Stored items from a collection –
[Start of Attachment]

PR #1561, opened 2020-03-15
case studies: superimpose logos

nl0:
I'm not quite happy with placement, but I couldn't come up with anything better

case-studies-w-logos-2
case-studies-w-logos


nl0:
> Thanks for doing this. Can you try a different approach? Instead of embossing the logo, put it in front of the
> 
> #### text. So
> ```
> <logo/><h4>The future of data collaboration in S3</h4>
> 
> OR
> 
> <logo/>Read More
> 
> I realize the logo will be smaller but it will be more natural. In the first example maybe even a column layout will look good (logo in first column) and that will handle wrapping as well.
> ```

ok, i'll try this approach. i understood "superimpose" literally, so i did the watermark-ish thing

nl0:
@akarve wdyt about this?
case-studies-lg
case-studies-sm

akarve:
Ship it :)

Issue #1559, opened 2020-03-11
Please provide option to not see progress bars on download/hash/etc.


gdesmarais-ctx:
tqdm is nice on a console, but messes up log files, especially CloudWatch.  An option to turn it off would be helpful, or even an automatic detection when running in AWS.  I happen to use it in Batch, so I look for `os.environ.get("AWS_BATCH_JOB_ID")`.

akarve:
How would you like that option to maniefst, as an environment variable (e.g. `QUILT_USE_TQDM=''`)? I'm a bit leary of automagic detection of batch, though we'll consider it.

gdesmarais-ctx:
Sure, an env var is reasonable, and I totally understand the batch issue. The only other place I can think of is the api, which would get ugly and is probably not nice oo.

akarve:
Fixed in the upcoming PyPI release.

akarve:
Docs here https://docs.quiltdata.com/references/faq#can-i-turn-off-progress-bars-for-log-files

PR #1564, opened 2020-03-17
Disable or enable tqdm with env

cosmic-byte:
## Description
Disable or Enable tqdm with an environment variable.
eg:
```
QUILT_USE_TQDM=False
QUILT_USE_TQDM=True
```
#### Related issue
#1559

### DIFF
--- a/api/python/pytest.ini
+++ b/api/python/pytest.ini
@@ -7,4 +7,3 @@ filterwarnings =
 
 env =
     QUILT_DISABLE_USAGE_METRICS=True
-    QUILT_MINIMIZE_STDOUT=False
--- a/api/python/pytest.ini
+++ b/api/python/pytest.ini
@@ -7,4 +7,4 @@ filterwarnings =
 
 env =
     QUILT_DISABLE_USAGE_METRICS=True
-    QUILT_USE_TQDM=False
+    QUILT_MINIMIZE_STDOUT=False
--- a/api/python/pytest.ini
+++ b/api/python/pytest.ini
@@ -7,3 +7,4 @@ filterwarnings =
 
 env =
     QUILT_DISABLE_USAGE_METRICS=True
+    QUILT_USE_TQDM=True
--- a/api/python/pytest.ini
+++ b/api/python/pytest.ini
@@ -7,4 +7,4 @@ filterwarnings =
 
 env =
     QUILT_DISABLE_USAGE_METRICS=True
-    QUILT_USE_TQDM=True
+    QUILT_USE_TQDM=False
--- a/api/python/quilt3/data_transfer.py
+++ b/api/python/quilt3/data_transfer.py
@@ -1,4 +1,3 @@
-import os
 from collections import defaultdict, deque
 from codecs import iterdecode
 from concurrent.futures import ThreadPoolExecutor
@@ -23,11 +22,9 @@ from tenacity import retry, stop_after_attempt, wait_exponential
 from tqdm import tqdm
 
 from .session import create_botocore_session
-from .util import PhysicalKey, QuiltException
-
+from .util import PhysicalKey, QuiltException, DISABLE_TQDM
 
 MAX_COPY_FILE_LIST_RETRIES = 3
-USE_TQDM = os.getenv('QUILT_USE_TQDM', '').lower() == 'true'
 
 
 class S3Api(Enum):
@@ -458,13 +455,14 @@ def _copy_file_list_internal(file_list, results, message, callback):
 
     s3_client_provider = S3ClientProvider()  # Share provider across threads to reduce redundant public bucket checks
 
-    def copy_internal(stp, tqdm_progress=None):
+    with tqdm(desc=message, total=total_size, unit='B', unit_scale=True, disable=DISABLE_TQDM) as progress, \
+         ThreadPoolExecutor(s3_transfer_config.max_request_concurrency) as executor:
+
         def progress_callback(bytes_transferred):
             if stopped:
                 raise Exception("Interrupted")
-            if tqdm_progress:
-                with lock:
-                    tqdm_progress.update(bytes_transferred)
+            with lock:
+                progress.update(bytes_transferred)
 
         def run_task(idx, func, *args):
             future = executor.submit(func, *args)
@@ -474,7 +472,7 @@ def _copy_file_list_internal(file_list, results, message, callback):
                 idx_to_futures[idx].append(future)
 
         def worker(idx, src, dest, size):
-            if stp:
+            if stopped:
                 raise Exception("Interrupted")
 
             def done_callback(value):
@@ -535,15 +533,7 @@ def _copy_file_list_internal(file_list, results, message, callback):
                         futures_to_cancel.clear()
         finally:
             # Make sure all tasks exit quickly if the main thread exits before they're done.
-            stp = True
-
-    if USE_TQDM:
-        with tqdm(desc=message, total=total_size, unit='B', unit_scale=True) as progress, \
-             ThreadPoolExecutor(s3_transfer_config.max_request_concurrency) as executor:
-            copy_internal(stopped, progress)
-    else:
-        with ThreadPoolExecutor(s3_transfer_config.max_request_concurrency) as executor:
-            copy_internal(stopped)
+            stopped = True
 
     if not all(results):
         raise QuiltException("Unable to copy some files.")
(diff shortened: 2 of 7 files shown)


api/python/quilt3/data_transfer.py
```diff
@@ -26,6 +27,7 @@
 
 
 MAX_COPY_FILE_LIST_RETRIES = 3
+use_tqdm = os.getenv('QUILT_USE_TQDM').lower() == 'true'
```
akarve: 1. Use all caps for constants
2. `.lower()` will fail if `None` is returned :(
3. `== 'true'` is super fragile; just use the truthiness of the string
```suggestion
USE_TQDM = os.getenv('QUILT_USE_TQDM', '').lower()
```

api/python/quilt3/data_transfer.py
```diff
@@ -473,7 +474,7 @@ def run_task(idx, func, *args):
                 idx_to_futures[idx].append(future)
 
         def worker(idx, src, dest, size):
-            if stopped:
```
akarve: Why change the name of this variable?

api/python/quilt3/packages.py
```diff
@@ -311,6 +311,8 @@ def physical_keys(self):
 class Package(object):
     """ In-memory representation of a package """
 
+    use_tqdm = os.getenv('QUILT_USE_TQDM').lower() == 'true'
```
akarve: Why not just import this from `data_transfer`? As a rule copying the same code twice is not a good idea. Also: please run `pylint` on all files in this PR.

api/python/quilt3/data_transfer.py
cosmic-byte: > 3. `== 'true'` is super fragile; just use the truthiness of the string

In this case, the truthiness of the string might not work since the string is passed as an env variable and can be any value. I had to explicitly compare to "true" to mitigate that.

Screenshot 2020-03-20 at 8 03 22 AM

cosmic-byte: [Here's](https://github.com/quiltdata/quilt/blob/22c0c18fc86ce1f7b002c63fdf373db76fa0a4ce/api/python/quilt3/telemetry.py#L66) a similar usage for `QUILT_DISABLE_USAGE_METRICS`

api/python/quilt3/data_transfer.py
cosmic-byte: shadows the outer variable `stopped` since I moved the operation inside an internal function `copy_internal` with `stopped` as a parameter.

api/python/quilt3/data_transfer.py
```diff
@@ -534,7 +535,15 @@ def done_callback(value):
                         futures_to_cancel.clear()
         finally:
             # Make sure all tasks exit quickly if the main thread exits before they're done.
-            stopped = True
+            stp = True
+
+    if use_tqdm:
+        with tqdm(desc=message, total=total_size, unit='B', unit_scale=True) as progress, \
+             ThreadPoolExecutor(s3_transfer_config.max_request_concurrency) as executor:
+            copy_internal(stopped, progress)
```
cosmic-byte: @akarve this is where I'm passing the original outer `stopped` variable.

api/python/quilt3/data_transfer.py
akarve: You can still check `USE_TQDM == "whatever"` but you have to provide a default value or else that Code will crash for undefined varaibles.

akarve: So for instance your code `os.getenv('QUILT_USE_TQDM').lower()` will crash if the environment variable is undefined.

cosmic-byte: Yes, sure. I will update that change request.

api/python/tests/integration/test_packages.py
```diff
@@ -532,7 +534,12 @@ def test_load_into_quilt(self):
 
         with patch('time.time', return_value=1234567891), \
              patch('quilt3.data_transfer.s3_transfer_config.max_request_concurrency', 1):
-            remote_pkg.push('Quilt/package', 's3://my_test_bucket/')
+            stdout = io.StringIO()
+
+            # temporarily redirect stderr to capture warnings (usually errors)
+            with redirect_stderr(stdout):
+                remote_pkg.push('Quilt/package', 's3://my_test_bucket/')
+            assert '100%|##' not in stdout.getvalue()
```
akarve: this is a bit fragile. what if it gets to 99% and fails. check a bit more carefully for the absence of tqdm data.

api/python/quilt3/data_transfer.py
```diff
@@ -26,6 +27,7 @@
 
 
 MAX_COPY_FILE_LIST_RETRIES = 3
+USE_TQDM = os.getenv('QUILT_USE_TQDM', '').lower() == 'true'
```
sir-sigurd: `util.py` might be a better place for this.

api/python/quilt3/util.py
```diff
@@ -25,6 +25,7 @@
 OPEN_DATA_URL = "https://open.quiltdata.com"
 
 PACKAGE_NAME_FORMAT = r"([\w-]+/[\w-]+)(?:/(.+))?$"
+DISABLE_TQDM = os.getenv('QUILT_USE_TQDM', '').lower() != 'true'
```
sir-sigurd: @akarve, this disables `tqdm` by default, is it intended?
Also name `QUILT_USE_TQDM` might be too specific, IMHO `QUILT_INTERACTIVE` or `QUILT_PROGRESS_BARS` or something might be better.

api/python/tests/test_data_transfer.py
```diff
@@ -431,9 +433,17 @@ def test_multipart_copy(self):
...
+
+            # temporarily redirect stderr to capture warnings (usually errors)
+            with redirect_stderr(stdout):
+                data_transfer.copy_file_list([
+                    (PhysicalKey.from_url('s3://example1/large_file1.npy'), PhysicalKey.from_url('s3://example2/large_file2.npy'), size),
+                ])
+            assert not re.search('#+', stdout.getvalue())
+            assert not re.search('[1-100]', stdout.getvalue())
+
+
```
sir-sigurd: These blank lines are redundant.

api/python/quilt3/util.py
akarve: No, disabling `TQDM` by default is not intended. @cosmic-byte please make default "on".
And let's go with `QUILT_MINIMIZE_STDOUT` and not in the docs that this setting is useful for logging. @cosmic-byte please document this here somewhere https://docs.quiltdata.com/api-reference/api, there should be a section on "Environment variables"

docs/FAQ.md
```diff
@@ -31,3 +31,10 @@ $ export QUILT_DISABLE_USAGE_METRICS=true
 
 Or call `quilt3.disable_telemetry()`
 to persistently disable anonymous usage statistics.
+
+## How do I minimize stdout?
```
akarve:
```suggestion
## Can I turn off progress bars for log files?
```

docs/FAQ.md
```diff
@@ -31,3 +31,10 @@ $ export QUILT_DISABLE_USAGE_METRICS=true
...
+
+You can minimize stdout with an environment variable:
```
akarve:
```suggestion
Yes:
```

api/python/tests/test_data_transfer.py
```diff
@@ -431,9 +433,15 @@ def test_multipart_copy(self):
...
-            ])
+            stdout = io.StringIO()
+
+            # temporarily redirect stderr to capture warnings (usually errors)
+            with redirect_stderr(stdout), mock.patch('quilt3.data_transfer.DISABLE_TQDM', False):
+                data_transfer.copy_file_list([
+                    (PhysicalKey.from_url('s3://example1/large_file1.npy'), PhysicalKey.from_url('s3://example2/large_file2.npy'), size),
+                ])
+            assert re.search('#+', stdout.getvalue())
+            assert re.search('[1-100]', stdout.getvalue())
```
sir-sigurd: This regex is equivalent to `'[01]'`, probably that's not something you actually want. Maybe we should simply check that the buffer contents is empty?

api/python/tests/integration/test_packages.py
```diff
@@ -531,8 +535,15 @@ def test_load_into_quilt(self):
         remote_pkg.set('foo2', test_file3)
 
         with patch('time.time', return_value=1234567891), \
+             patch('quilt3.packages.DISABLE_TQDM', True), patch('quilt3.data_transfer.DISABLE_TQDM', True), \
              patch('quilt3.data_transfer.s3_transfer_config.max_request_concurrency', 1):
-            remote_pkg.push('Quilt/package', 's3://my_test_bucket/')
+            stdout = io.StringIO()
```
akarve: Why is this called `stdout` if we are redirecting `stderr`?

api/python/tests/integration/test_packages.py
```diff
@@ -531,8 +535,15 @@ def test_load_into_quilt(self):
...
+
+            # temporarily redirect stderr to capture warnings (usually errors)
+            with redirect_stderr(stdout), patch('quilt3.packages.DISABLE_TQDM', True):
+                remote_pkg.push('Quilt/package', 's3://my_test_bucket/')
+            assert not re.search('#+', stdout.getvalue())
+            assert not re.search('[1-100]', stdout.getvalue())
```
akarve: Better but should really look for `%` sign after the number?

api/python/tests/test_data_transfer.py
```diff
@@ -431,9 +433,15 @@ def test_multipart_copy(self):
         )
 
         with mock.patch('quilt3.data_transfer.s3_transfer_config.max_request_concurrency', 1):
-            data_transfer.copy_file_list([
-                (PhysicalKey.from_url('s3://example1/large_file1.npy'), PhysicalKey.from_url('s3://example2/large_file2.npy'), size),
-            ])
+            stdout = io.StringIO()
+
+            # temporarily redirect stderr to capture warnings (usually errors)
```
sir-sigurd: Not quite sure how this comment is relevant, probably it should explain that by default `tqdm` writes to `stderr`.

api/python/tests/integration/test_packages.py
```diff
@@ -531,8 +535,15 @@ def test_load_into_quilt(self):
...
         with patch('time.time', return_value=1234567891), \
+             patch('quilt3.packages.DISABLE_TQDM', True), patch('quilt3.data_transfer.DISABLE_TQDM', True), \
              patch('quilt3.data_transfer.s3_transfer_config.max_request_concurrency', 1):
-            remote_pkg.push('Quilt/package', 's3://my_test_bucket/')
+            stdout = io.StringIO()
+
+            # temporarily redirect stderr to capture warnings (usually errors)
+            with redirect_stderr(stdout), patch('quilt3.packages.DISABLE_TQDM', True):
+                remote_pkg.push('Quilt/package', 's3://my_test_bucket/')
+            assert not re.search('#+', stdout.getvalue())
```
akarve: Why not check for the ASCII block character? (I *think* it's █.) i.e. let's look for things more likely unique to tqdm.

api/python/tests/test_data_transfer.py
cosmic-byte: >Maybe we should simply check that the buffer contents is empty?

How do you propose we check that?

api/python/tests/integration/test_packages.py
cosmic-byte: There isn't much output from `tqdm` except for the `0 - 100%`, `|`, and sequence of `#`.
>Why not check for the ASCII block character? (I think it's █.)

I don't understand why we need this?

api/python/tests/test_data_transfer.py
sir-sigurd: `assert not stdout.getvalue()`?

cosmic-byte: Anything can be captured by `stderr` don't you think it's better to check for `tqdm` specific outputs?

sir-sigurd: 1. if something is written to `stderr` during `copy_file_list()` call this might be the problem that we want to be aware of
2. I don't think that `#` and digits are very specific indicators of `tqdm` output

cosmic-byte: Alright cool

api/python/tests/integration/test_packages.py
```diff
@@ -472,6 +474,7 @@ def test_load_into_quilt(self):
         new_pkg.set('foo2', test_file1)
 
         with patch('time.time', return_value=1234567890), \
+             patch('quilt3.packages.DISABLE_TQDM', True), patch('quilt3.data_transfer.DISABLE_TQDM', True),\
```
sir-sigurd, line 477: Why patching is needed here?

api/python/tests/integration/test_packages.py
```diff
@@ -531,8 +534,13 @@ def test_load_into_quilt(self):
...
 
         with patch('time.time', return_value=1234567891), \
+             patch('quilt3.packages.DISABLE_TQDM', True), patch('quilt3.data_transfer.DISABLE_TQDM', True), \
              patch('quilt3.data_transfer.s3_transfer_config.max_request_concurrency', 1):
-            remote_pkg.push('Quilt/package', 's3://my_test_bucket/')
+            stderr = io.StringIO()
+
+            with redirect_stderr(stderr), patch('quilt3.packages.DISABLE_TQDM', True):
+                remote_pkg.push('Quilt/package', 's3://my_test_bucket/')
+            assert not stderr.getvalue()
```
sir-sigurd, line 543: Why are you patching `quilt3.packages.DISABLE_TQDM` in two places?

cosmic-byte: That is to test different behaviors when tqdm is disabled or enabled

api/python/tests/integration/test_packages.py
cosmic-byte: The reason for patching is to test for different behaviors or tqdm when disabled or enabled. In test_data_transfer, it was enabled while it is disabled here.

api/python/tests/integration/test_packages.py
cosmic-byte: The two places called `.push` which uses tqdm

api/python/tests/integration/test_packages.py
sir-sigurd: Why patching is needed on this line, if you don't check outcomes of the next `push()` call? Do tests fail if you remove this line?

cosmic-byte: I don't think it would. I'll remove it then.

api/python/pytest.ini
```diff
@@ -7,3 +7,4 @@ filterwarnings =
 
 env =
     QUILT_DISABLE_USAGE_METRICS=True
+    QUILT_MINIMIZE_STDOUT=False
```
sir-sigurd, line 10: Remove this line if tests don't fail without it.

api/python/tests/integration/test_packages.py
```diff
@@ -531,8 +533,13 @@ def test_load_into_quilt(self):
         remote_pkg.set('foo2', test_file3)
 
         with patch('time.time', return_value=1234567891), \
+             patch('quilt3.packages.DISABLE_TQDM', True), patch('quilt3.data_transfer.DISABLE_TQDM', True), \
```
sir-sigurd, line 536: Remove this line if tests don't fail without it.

[End of Attachment]

WORK REQUIRED – From the records above, return each line that has the string "message".

RESPONSE TO THIS TASK –
@@ -458,13 +455,14 @@ def _copy_file_list_internal(file_list, results, message, callback):
+    with tqdm(desc=message, total=total_size, unit='B', unit_scale=True, disable=DISABLE_TQDM) as progress, \
@@ -474,7 +472,7 @@ def _copy_file_list_internal(file_list, results, message, callback):
@@ -535,15 +533,7 @@ def _copy_file_list_internal(file_list, results, message, callback):
-        with tqdm(desc=message, total=total_size, unit='B', unit_scale=True) as progress, \
+        with tqdm(desc=message, total=total_size, unit='B', unit_scale=True) as progress, \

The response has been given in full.